▸ PROBLEM
Without omission or alteration, write out all of the data.
** SOURCE MATERIAL follows **
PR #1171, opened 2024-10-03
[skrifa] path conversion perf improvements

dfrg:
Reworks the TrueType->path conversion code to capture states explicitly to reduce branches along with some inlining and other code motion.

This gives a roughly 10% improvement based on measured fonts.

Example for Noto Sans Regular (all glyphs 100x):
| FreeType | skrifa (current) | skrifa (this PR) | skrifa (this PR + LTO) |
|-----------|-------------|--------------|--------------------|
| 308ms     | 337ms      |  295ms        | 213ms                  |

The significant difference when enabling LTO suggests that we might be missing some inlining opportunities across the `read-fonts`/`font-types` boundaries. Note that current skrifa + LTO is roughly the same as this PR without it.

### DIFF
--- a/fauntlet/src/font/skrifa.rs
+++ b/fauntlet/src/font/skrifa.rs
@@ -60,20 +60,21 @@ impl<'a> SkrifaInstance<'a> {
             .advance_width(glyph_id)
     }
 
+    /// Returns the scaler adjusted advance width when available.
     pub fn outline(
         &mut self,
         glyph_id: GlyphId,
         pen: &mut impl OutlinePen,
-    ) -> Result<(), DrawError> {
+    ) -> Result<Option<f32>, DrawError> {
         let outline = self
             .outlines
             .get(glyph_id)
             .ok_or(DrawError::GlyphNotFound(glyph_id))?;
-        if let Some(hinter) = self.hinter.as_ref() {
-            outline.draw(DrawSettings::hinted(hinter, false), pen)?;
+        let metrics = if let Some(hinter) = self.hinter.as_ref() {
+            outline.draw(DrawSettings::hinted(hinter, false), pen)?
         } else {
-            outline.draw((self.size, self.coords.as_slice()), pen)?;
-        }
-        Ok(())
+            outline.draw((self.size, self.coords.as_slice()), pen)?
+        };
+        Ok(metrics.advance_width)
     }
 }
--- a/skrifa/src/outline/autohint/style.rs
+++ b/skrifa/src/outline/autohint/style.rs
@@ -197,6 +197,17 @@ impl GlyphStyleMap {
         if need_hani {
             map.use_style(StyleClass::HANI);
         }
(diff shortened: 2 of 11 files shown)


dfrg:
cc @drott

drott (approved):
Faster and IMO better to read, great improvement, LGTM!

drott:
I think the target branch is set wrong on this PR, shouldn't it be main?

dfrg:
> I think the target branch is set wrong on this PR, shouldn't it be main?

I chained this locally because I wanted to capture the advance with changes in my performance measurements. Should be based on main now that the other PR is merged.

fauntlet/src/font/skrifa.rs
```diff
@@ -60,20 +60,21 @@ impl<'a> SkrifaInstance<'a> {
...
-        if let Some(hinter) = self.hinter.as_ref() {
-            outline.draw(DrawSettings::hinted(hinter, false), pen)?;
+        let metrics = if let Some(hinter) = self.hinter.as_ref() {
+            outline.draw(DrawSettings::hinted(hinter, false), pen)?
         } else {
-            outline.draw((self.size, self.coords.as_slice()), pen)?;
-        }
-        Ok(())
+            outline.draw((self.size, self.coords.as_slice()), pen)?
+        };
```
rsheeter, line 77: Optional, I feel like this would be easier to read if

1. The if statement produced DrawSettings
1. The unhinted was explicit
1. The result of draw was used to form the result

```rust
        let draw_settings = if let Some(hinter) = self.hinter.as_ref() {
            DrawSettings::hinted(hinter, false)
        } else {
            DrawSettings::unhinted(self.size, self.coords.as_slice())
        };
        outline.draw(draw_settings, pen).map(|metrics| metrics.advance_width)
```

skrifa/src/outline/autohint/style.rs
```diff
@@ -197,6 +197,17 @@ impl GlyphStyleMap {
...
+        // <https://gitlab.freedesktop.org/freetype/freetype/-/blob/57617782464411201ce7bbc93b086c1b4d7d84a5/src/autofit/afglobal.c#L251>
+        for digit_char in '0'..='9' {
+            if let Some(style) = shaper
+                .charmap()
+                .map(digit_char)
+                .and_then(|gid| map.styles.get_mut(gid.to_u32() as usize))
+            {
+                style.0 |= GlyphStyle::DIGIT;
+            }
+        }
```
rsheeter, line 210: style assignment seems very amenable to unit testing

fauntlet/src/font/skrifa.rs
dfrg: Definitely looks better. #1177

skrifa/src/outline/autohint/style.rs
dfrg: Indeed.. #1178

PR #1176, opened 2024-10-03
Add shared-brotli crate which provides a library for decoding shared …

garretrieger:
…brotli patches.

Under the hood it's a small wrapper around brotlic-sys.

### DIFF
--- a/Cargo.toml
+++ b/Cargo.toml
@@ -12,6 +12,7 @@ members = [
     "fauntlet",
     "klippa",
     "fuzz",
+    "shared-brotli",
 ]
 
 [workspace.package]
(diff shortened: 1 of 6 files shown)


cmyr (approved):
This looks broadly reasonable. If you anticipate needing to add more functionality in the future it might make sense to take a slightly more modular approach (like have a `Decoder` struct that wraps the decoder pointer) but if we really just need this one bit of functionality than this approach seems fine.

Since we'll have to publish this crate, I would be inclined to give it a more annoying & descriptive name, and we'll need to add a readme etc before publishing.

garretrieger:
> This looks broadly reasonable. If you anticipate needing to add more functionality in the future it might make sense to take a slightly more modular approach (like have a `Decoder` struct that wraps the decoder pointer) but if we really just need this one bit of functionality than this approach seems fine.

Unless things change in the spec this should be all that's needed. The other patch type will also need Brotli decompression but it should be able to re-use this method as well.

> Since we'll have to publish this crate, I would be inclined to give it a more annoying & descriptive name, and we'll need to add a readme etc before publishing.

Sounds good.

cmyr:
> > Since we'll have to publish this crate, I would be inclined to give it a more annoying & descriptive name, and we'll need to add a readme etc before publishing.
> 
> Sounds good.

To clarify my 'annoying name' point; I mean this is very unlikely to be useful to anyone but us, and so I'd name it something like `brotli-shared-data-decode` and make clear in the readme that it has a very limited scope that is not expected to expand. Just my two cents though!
** End of SOURCE MATERIAL **
▸ REPLY TO THE EXERCISE
PR #1171, opened 2024-10-03
[skrifa] path conversion perf improvements

dfrg:
Reworks the TrueType->path conversion code to capture states explicitly to reduce branches along with some inlining and other code motion.

This gives a roughly 10% improvement based on measured fonts.

Example for Noto Sans Regular (all glyphs 100x):
| FreeType | skrifa (current) | skrifa (this PR) | skrifa (this PR + LTO) |
|-----------|-------------|--------------|--------------------|
| 308ms     | 337ms      |  295ms        | 213ms                  |

The significant difference when enabling LTO suggests that we might be missing some inlining opportunities across the `read-fonts`/`font-types` boundaries. Note that current skrifa + LTO is roughly the same as this PR without it.

### DIFF
--- a/fauntlet/src/font/skrifa.rs
+++ b/fauntlet/src/font/skrifa.rs
@@ -60,20 +60,21 @@ impl<'a> SkrifaInstance<'a> {
             .advance_width(glyph_id)
     }
 
+    /// Returns the scaler adjusted advance width when available.
     pub fn outline(
         &mut self,
         glyph_id: GlyphId,
         pen: &mut impl OutlinePen,
-    ) -> Result<(), DrawError> {
+    ) -> Result<Option<f32>, DrawError> {
         let outline = self
             .outlines
             .get(glyph_id)
             .ok_or(DrawError::GlyphNotFound(glyph_id))?;
-        if let Some(hinter) = self.hinter.as_ref() {
-            outline.draw(DrawSettings::hinted(hinter, false), pen)?;
+        let metrics = if let Some(hinter) = self.hinter.as_ref() {
+            outline.draw(DrawSettings::hinted(hinter, false), pen)?
         } else {
-            outline.draw((self.size, self.coords.as_slice()), pen)?;
-        }
-        Ok(())
+            outline.draw((self.size, self.coords.as_slice()), pen)?
+        };
+        Ok(metrics.advance_width)
     }
 }
--- a/skrifa/src/outline/autohint/style.rs
+++ b/skrifa/src/outline/autohint/style.rs
@@ -197,6 +197,17 @@ impl GlyphStyleMap {
         if need_hani {
             map.use_style(StyleClass::HANI);
         }
(diff shortened: 2 of 11 files shown)


dfrg:
cc @drott

drott (approved):
Faster and IMO better to read, great improvement, LGTM!

drott:
I think the target branch is set wrong on this PR, shouldn't it be main?

dfrg:
> I think the target branch is set wrong on this PR, shouldn't it be main?

I chained this locally because I wanted to capture the advance with changes in my performance measurements. Should be based on main now that the other PR is merged.

fauntlet/src/font/skrifa.rs
```diff
@@ -60,20 +60,21 @@ impl<'a> SkrifaInstance<'a> {
...
-        if let Some(hinter) = self.hinter.as_ref() {
-            outline.draw(DrawSettings::hinted(hinter, false), pen)?;
+        let metrics = if let Some(hinter) = self.hinter.as_ref() {
+            outline.draw(DrawSettings::hinted(hinter, false), pen)?
         } else {
-            outline.draw((self.size, self.coords.as_slice()), pen)?;
-        }
-        Ok(())
+            outline.draw((self.size, self.coords.as_slice()), pen)?
+        };
```
rsheeter, line 77: Optional, I feel like this would be easier to read if

1. The if statement produced DrawSettings
1. The unhinted was explicit
1. The result of draw was used to form the result

```rust
        let draw_settings = if let Some(hinter) = self.hinter.as_ref() {
            DrawSettings::hinted(hinter, false)
        } else {
            DrawSettings::unhinted(self.size, self.coords.as_slice())
        };
        outline.draw(draw_settings, pen).map(|metrics| metrics.advance_width)
```

skrifa/src/outline/autohint/style.rs
```diff
@@ -197,6 +197,17 @@ impl GlyphStyleMap {
...
+        // <https://gitlab.freedesktop.org/freetype/freetype/-/blob/57617782464411201ce7bbc93b086c1b4d7d84a5/src/autofit/afglobal.c#L251>
+        for digit_char in '0'..='9' {
+            if let Some(style) = shaper
+                .charmap()
+                .map(digit_char)
+                .and_then(|gid| map.styles.get_mut(gid.to_u32() as usize))
+            {
+                style.0 |= GlyphStyle::DIGIT;
+            }
+        }
```
rsheeter, line 210: style assignment seems very amenable to unit testing

fauntlet/src/font/skrifa.rs
dfrg: Definitely looks better. #1177

skrifa/src/outline/autohint/style.rs
dfrg: Indeed.. #1178

PR #1176, opened 2024-10-03
Add shared-brotli crate which provides a library for decoding shared …

garretrieger:
…brotli patches.

Under the hood it's a small wrapper around brotlic-sys.

### DIFF
--- a/Cargo.toml
+++ b/Cargo.toml
@@ -12,6 +12,7 @@ members = [
     "fauntlet",
     "klippa",
     "fuzz",
+    "shared-brotli",
 ]
 
 [workspace.package]
(diff shortened: 1 of 6 files shown)


cmyr (approved):
This looks broadly reasonable. If you anticipate needing to add more functionality in the future it might make sense to take a slightly more modular approach (like have a `Decoder` struct that wraps the decoder pointer) but if we really just need this one bit of functionality than this approach seems fine.

Since we'll have to publish this crate, I would be inclined to give it a more annoying & descriptive name, and we'll need to add a readme etc before publishing.

garretrieger:
> This looks broadly reasonable. If you anticipate needing to add more functionality in the future it might make sense to take a slightly more modular approach (like have a `Decoder` struct that wraps the decoder pointer) but if we really just need this one bit of functionality than this approach seems fine.

Unless things change in the spec this should be all that's needed. The other patch type will also need Brotli decompression but it should be able to re-use this method as well.

> Since we'll have to publish this crate, I would be inclined to give it a more annoying & descriptive name, and we'll need to add a readme etc before publishing.

Sounds good.

cmyr:
> > Since we'll have to publish this crate, I would be inclined to give it a more annoying & descriptive name, and we'll need to add a readme etc before publishing.
> 
> Sounds good.

To clarify my 'annoying name' point; I mean this is very unlikely to be useful to anyone but us, and so I'd name it something like `brotli-shared-data-decode` and make clear in the readme that it has a very limited scope that is not expected to expand. Just my two cents though!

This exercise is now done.